We begin with a computer implemented in single-cycle implementation. When the stages are split by functionality, the stages do not require exactly the same amount of time. The original machine had a clock cycle time of 7 ns. After the stages were split, the measured times were IF, 1 ns; ID, 1.5 ns; EX, 1 ns; MEM, 2 ns; and WB, 1.5 ns. The pipeline register delay is 0.1 ns.

a. What is the clock cycle time of the 5-stage pipelined machine?

b.If there is a stall every 4 instructions, what is the CPI of the new machine?

c. What is the speedup of the pipelined machine over the single- cycle machine?

d. If the pipelined machine had an infinite number of stages, what would its speedup be over the single-cycle machine?

C.4

A reduced hardware implementation of the classic five-stage RISC pipeline might use the EX stage hardware to perform a branch instruction comparison and then not actually deliver the branch target PC to the IF stage until the clock cycle in which the branch instruction reaches the MEM stage.

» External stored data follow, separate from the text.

PR #491, opened 2021-06-17
Fixed timestamp conversion during DST

bendk:
I'm not totally sure about this one, but I believe it's an improvement.  Here's snippet showing how the two pieces of code are different (NOTE, the same snippet may give you a different result if you're not in the Eastern timezone):

```
>>> print(datetime.datetime.fromtimestamp(1623965559))
2021-06-17 17:32:39
>>> print(datetime.datetime.fromtimestamp(0) + datetime.timedelta(seconds=1623965559))
2021-06-17 16:32:39
```
 
OTOH, I don't like the way we have to catch all ValueErrors and convert them to OverflowErrors.  [The python docs say that this was changed in version 3.3](https://docs.python.org/3/library/datetime.html#datetime.datetime.fromtimestamp).  They also say that there's some errors that get classified as OSErrors.  With this code, they will get misclassified as OverflowErrors.  But it seems to me the DST issue is more likely to cause problems than failures in `localtime()`

BTW, what version of python are we targetting with uniffi?

### DIFF
--- a/CHANGELOG.md
+++ b/CHANGELOG.md
@@ -18,6 +18,7 @@
 ### What's Changed
 
 - Both python and ruby backends now handle U16 correctly.
+- Python timestamps will now be in UTC and timezone-aware rather than naive.
 
 ## v0.12.0 (2021-06-14)
 
--- a/uniffi_bindgen/src/bindings/python/templates/RustBufferStream.py
+++ b/uniffi_bindgen/src/bindings/python/templates/RustBufferStream.py
@@ -113,10 +113,13 @@ class RustBufferStream(object):
     def read{{ canonical_type_name }}(self):
         seconds = self._unpack_from(8, ">q")
         microseconds = self._unpack_from(4, ">I") / 1000
+        # Use fromtimestamp(0) then add the seconds using a timedelta.  This
+        # ensures that we get OverflowError rather than ValueError when
+        # seconds is too large.
         if seconds >= 0:
-            return datetime.datetime.fromtimestamp(0, tz=None) + datetime.timedelta(seconds=seconds, microseconds=microseconds)
+            return datetime.datetime.fromtimestamp(0, tz=datetime.timezone.utc) + datetime.timedelta(seconds=seconds, microseconds=microseconds)
         else:
-            return datetime.datetime.fromtimestamp(0, tz=None) - datetime.timedelta(seconds=-seconds, microseconds=microseconds)
+            return datetime.datetime.fromtimestamp(0, tz=datetime.timezone.utc) - datetime.timedelta(seconds=-seconds, microseconds=microseconds)
 
     {% when Type::Duration -%}
     # The Duration type.
--- a/fixtures/uniffi-fixture-time/tests/bindings/test_chronological.py
+++ b/fixtures/uniffi-fixture-time/tests/bindings/test_chronological.py
@@ -3,39 +3,40 @@ from datetime import datetime, timedelta, timezone, MAXYEAR
 import sys
 
 # Test passing timestamp and duration while returning timestamp
-assert add(datetime.fromtimestamp(100.000001), timedelta(seconds=1, microseconds=1)).timestamp() == 101.000002
+assert add(datetime.fromtimestamp(100.000001, timezone.utc), timedelta(seconds=1, microseconds=1)).timestamp() == 101.000002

Control hazard stalls can be reduced by resolving branch instructions in ID, but improving performance in one respect may reduce performance in other circumstances. Write a small snippet of code in which calculating the branch in the ID stage causes a data hazard, even with data forwarding.

C.7

In this problem, we will explore how deepening the pipeline affects performance in two ways: faster clock cycle and increased stalls due to data and control hazards. Assume that the original machine is a 5-stage pipeline with a 1 ns clock cycle. The second machine is a 12-stage pipeline with a 0.6 ns clock cycle. The 5-stage pipeline experiences a stall due to a data hazard every 5 instructions, whereas the 12-stage pipeline experiences 3 stalls every 8 instructions. In addition, branches constitute 20% of the instructions, and the misprediction rate for both machines is 5%.

a. What is the speedup of the 12-stage pipeline over the 5-stage pipeline, taking into account only data hazards?

b. If the branch mispredict penalty for the first machine is 2 cycles but the second machine is 5 cycles, what are the CPIs of each, taking into account the stalls due to branch mispredictions?